PR #5145, opened 2026-08-04
fix(fdev): resolve the build target dir from the crate being built, not fdev's own compile-time path

### LINKED ISSUE #5144: fdev build panics (exit 101, "Could not find workspace root") without CARGO_TARGET_DIR — the fallback resolves fdev's own compile-time path, not yours
## Summary

On a released `fdev` binary, `fdev build` panics when `CARGO_TARGET_DIR` is unset, with `Could not find workspace root` and exit 101. It panics **even when run from a crate that is a member of a real Cargo workspace**, because the fallback does not look at the user's directory at all — it resolves `fdev`'s *own* compile-time path.

Reproduced on `fdev 0.3.280` (release binary from the `v0.2.118` assets).

## Reproduction

```bash
T=$(mktemp -d); mkdir -p "$T/src"; cd "$T"
cat > Cargo.toml <<'EOF'
[package]
name = "panic-probe"
version = "0.1.0"
edition = "2021"
[workspace]
[lib]
crate-type = ["cdylib"]
[features]
default = ["freenet-main-contract"]
freenet-main-contract = []
EOF
echo 'pub fn nothing() {}' > src/lib.rs
printf '[contract]\nlang = "rust"\n' > freenet.toml

env -u CARGO_TARGET_DIR fdev build   # exit 101
CARGO_TARGET_DIR="$T/target" fdev build   # exit 0, "Contract compiled"
```

```
 INFO fdev::build: Compiling contract with rust, args: ["build", "--lib", "--target",
      "wasm32-unknown-unknown", "--features", "freenet-main-contract", "--release"]

thread 'main' (1740809) panicked at crates/fdev/src/util.rs:103:10:
Could not find workspace root
```

## The probe that names the cause

Run the same thing from a crate that **is** a member of a workspace whose root is one directory up:

```bash
T=$(mktemp -d); mkdir -p "$T/ws/member/src"
printf '[workspace]\nmembers = ["member"]\nresolver = "2"\n' > "$T/ws/Cargo.toml"
# ... member/Cargo.toml + src/lib.rs + freenet.toml as above ...
cd "$T/ws/member" && env -u CARGO_TARGET_DIR fdev build    # still exit 101, same panic
```

If the fallback searched upward from the working directory it would find `$T/ws` immediately. It does not:

```rust
// crates/fdev/src/util.rs
pub fn get_workspace_target_dir() -> PathBuf {
    std::env::var("CARGO_TARGET_DIR").map(PathBuf::from).unwrap_or_else(|_| {
        let manifest_dir = env!("CARGO_MANIFEST_DIR");        // fdev's OWN build-time path
        let workspace_root = find_workspace_root_from(manifest_dir);
        workspace_root.join("target")
    })
}

fn find_workspace_root_from(start_path: &str) -> PathBuf {
    PathBuf::from(start_path).ancestors()
        .find(|p| { p.join("Cargo.toml").exists() && /* contains [workspace] */ })
        .expect("Could not find workspace root")              // panic, not an error
        .to_path_buf()
}
```

`env!("CARGO_MANIFEST_DIR")` is expanded when **fdev** is compiled. On a release binary that is the build machine's path, which does not exist on the user's machine, so `ancestors()` finds nothing and `.expect` panics.

Called from `build::compile_rust_wasm_lib` (to set the child cargo's `CARGO_TARGET_DIR`) and again from `build::get_out_lib` (for the output path).

## Why it matters

- It affects the **prebuilt binaries**, which is the documented install path. A locally-built `fdev` will not panic, because its compile-time path exists on that machine — so this is invisible to anyone developing on a from-source build.
- The failure is a bare panic (exit 101) with a message that names nothing the user controls. Nothing points at `CARGO_TARGET_DIR`.
- The workaround is already known to the project: `freenet-agent-skills`' `dapp-builder/references/build-system.md` tells you to pin `CARGO_TARGET_DIR` per crate and mentions that fdev "panics". But it explains the cause as *"`fdev build` walks up to find `Cargo.toml`, then uses cargo's default `target/` (which is the workspace's)"* — which the workspace-member probe above disproves. The workaround is documented; the diagnosis beside it is not right.

## Suggested fix

Two independent parts, both small:

1. **Search from the working directory**, then fall back to `env!("CARGO_MANIFEST_DIR")` (harmless on a from-source build). That makes the documented behaviour true and fixes the workspace-member case.
2. **Return an error rather than panicking.** `Could not find workspace root` with no context, at exit 101, is not actionable; a plain error naming `CARGO_TARGET_DIR` as the remedy is.

Happy to open a PR for this if welcome.

## Environment

```
Freenet Development Tool 0.3.280
freenet 0.2.118 (738f99f0e2e7), prebuilt x86_64-unknown-linux-musl release assets
Linux, rustc 1.94.0
```

[AI-assisted - Claude]

magks:
Fixes #5144.

## Why

`fdev build` panics on a released binary when `CARGO_TARGET_DIR` is unset — exit 101, `Could not find workspace root` — and it panics **even from inside an ordinary Cargo workspace**, because the fallback never looks at the user's tree:

```rust
let manifest_dir = env!("CARGO_MANIFEST_DIR");        // fdev's OWN compile-time path
let workspace_root = find_workspace_root_from(manifest_dir);
```

`env!("CARGO_MANIFEST_DIR")` is expanded when *fdev* is compiled, so on a release binary it is the path on the machine that built the release. Nothing above it exists for the user, `ancestors()` matches nothing, and `.expect("Could not find workspace root")` panics. A from-source `fdev` doesn't panic — its compile-time path exists — it silently resolves a user's contract to **freenet-core's own** `target/` instead. Same root cause, two faces, and the source-build face is why this is invisible while developing on the repo and fatal on the published binaries the install docs point at.

The workaround (set `CARGO_TARGET_DIR` per crate) is already in `freenet-agent-skills`' `dapp-builder/references/build-system.md`, but the cause recorded there — *"`fdev build` walks up to find `Cargo.toml`, then uses cargo's default `target/`"* — is not what the code does. It never consults the user's directory at all. Hence the second probe in the issue: a crate that **is** a member of a workspace whose root is one level up still panics.

## What this changes

`get_workspace_target_dir` now takes the crate being built and resolves from there:

1. `CARGO_TARGET_DIR` when set — unchanged, and still the first thing checked.
2. Otherwise the `target/` of the workspace that crate belongs to, found by walking up **from the crate**.
3. Otherwise the crate's own `target/` — a crate in no workspace is an ordinary thing to build, and that is where cargo puts it.

`find_workspace_root_from` returns `Option<PathBuf>` instead of `.expect`-ing. Nothing on the `fdev build` path can act on a panic here.

Both call sites in `build.rs` already have the crate directory to hand (`compile_rust_wasm_lib`'s `work_dir`, and `get_out_lib`'s), so they pass it. They have to agree on the value or packaging looks where the build didn't put anything, so resolving both from the same `work_dir` also removes a way for them to drift.

The env read is split from the resolution (`resolve_target_dir(env_target_dir, crate_dir)`) purely so the fallback is testable — see below. Same injected-getter shape as `auto_update::detect_supervisor_status`.

**Behaviour change worth naming:** a from-source `fdev` used to put a user's contract artefacts under *freenet-core's* target dir. It now puts them under the user's. That is what the function name and doc comment always claimed, and it is the fix rather than a side effect — but it is a change, so it should be a deliberate one.

**Deliberately not touched:** `crates/core/src/util/workspace.rs` has the same shape, but it is only reachable from core's own test utilities, which by definition run from a source tree where `env!("CARGO_MANIFEST_DIR")` is valid. Different blast radius, different change; this PR is the fdev bug.

## Tests

Four in `crates/fdev/src/util.rs`. The two that matter fail without the fix — verified by reverting just the function body and re-running:

```
resolves_the_workspace_of_the_crate_being_built_not_fdevs_own ... FAILED
  left:  "/…/freenet-core-pr/target"        <- fdev's own workspace
  right: "/tmp/.tmpPSv6hQ/ws/target"        <- the workspace under build
a_crate_in_no_workspace_gets_its_own_target_dir_and_does_not_panic ... FAILED
```

- `resolves_the_workspace_of_the_crate_being_built_not_fdevs_own` — the regression test proper: a member crate in a temp workspace must resolve to *that* workspace's `target/`.
- `a_crate_in_no_workspace_gets_its_own_target_dir_and_does_not_panic` — the arm that used to be an `.expect`.
- `an_explicit_target_dir_wins_over_the_search` — `CARGO_TARGET_DIR` still short-circuits.
- `find_workspace_root_from_returns_none_when_there_is_no_workspace`.

One trap worth flagging for anyone testing this area: a first version of these tests read `CARGO_TARGET_DIR` from the real environment and skipped when it was set. `cargo test` sets it for its children, so all of them took the skip and **passed against the unfixed code**. That is why the resolution takes the environment as an argument rather than reading it — mutating the process environment is not an alternative, since `set_var` is unsound with threads and `unsafe` from Rust 2024.

`cargo fmt --all --check`, `cargo clippy -p fdev --all-targets -- -D warnings` and `cargo test -p fdev` are clean.

[AI-assisted - Claude]


sanity:
Reviewed this at Light tier (two independent blind lenses plus my own read). The fix is correct and I found no blocking issues. Notes below, starting with the CI failure since it is not yours.

## The NAT Validation failure is a stale base, not your change

`NAT Validation` failed twice on `de76ad6c` with `ConnectivityFailed("Network did not reach 100% connectivity within 120s")`. It is not caused by this PR:

* The NAT/ping tests never call fdev. `apps/freenet-ping/app/tests/common/mod.rs:515` carries its own private `find_workspace_root()`, so nothing in `crates/fdev/` can reach them. (That is a third copy of the same pattern you fixed, alongside the `crates/core/src/util/workspace.rs` one you correctly scoped out.)
* The failure is a peer-connectivity timeout that happens during network setup, before any contract artefact is touched.

The likely cause is that this branch is based on `77b3dad3` (Aug 3), which pins `freenet-test-network = "0.1.23"`, the crate that builds the Docker NAT network. `main` bumped it to `0.1.24` in #5220 on Aug 7. Every branch that passed NAT concurrently with your two failures is on 0.1.24. A rebase onto current `main` should clear it, and this PR needs one anyway (`BEHIND`). I have not proven this by rebasing, so treat it as high confidence rather than established.

## Two test findings

**1. The no-workspace fallback branch is never exercised.** In `a_crate_in_no_workspace_gets_its_own_target_dir_and_does_not_panic`, the fixture writes `[workspace]` into `solo`'s own `Cargo.toml`. `Path::ancestors()` yields the path itself first, so `find_workspace_root_from(&solo)` matches on `solo` and returns `Some(solo)`. That means `resolve_target_dir`'s `.unwrap_or_else(|| crate_dir.to_path_buf())` never runs in any test. Replacing that fallback with `panic!()` leaves all four tests green.

Both outcomes produce `solo/target`, so the assertion cannot distinguish "found itself as workspace root" from "found nothing and fell back". A fixture whose manifest has no `[workspace]` at all, under a tempdir with no `Cargo.toml` above it, would reach the branch the test name describes.

**2. `find_workspace_root_from_returns_none_when_there_is_no_workspace` cannot fail.** No `Cargo.toml` is ever written under `tmp`, so a match rooted inside `tmp` is unreachable by construction, and the `|| !found...starts_with(tmp.path())` clause tolerates any `Some(p)` from outside. The only value that would fail the assertion cannot occur. I understand the OR clause is defending against a real workspace above the tempdir on some machine, but as written the test does not assert the property in its name.

## Confirmed working

* Your claim that the two regression tests fail without the fix holds. Under the mutation you described (reverting the body to `env!("CARGO_MANIFEST_DIR")`) both do fail, verified by building the branch and running them.
* The two `build.rs` call sites provably cannot disagree: both receive the same `work_dir` at `build.rs:486-487` and `770-771`, and `resolve_target_dir` is a pure function of `(env, crate_dir)`.
* Net panic reduction from `.expect` to `Option`. No newly reachable unwrap.

## Two things worth a line in the description

* Several test fixtures (`test-app-1`, `test-contract-1/2`, `test-delegate-*`, `test-contract-metering`) are each their own nested workspace, so their fdev-built artefacts now land in per-fixture `tests/test-*/target/` instead of the shared `<repo>/target/`. Self-consistent, but it means more disk and less cache reuse, and the description only makes the general claim.
* `content.contains("[workspace]")` is unchanged logic, but this PR widens its exposure considerably: it previously only ever walked ancestors of fdev's own fixed compile path, and now walks ancestors of arbitrary user crates. It is sound against `[workspace.metadata]`, `[workspace.dependencies]` and `workspace = true`, though it will still match the string inside a comment.

None of this blocks. A rebase plus the two test tweaks and this is ready from my side.

[AI-assisted - Claude]

sanity:
Merging this. Apologies for leaving it sitting after the review on 8 Aug with no follow-up; three weeks of silence on a correct fix is on us, not on you.

## Confirming the fix, and its blast radius

I re-verified the two findings from the earlier review against the code rather than taking them on trust, and both still stand as written (details below). Neither is blocking, so they should not hold the fix.

I also checked the one thing that would make this risky, which is the deliberate behaviour change: a from-source `fdev` used to write a user's contract artefacts into freenet-core's own `target/`, and now writes into the user's. Nothing in this repo depends on the old placement:

- `crates/fdev/src/util.rs::get_workspace_target_dir` has exactly two callers, both in `crates/fdev/src/build.rs` (`:111` and `:161`), and this PR changes both. There is no third consumer.
- `crates/core/src/util/workspace.rs` carries its own separate copy for core's test utilities. You were right to scope it out, and it is genuinely unreachable from here.
- Every workflow that builds contracts sets `CARGO_TARGET_DIR` explicitly (`ci.yml:744`, `:927`, `:999`, `playwright-shell.yml:56`, `benchmarks*.yml`, `simulation-nightly.yml:49`), as does `apps/freenet-ping/run-ping.mk:92`. All of those take the env short-circuit, so CI behaviour is unchanged by construction.

So the entire reachable surface of this change is a user running `fdev build` with `CARGO_TARGET_DIR` unset, which today either panics with exit 101 on a released binary or silently writes into the wrong tree from source. Both faces are the bug.

The diagnosis in the description is also worth calling out as correct in a way that is easy to get wrong: `env!("CARGO_MANIFEST_DIR")` expanding at *fdev's* compile time is exactly why this is invisible while developing on the repo and fatal on the binaries the install docs point at. The note in `freenet-agent-skills` recorded a different cause, and yours is the right one.

## The CI failure is not yours

`NAT Validation` failed on `de76ad6c` with a peer-connectivity timeout during network setup. The NAT/ping tests never call fdev (`apps/freenet-ping/app/tests/common/mod.rs:515` carries its own private `find_workspace_root`), so nothing in `crates/fdev/` can reach them. The branch is based on `77b3dad3` from 3 Aug, which pins `freenet-test-network 0.1.23`; `main` moved to `0.1.24` in #5220 on 7 Aug. The merge queue rebases onto current `main` and re-runs the required checks before merging, so it will pick that up. If it does not go green on the rebased head the queue will eject rather than merge, and I will come back to it.

## The two test findings, re-verified

Not asking you to act on these here; I am filing them as a follow-up so they are not lost.

1. **The no-workspace fallback branch is still never exercised.** In `a_crate_in_no_workspace_gets_its_own_target_dir_and_does_not_panic` the fixture writes `[workspace]` into `solo`'s own manifest. `Path::ancestors()` yields the path itself first, so `find_workspace_root_from(&solo)` matches on `solo` and returns `Some(solo)`, and `resolve_target_dir`'s `.unwrap_or_else(|| crate_dir.to_path_buf())` never runs in any of the four tests. Both routes produce `solo/target`, so the assertion cannot tell "found itself as the root" from "found nothing and fell back". Replacing that fallback with `panic!()` leaves the suite green. A fixture whose manifest has no `[workspace]` at all, under a temp dir with no `Cargo.toml` above it, would reach the branch the test name describes.

2. **`find_workspace_root_from_returns_none_when_there_is_no_workspace` cannot fail.** No `Cargo.toml` is written anywhere under `tmp`, so a match rooted inside `tmp` is unreachable by construction, and the `|| !found...starts_with(tmp.path())` clause tolerates any `Some(p)` from outside it. The only value that would fail the assertion cannot occur. The OR clause is defending against a stray `Cargo.toml` above the temp dir on the test machine, which is a real hazard; pointing `find_workspace_root_from` at a path under a directory you control end to end is the cleaner way to get that.

Worth saying plainly that the trap you documented is the more valuable half of this PR: a first version of these tests read `CARGO_TARGET_DIR` from the real environment, `cargo test` sets it for its children, so every test took the skip and passed against the unfixed code. Catching that yourself and restructuring the function to take the environment as an argument is why the two tests that matter actually fail without the fix.

Thanks for this, and for the patience.

[AI-assisted - Claude]

sanity:
Update: I hit "Update branch" on this rather than asking you for another round, so it is now merged up to current `main` at `019a8cd3` and CI is re-running on that head. That is an additive merge commit, not a force-push, so nothing of yours was rewritten. Auto-merge is armed, so once the checks are green on `019a8cd3` it goes into the merge queue on its own. If NAT still fails there, the stale-`freenet-test-network` theory was wrong and I will dig in properly rather than leaving it on you.

[AI-assisted - Claude]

————————

--- ASSIGNMENT ---
Sift the material for lines with the string "uses". Copy each one found.

--- RESULT OF THE TASK ---
- The workaround is already known to the project: `freenet-agent-skills`' `dapp-builder/references/build-system.md` tells you to pin `CARGO_TARGET_DIR` per crate and mentions that fdev "panics". But it explains the cause as *"`fdev build` walks up to find `Cargo.toml`, then uses cargo's default `target/` (which is the workspace's)"* — which the workspace-member probe above disproves. The workaround is documented; the diagnosis beside it is not right.
The workaround (set `CARGO_TARGET_DIR` per crate) is already in `freenet-agent-skills`' `dapp-builder/references/build-system.md`, but the cause recorded there — *"`fdev build` walks up to find `Cargo.toml`, then uses cargo's default `target/`"* — is not what the code does. It never consults the user's directory at all. Hence the second probe in the issue: a crate that **is** a member of a workspace whose root is one level up still panics.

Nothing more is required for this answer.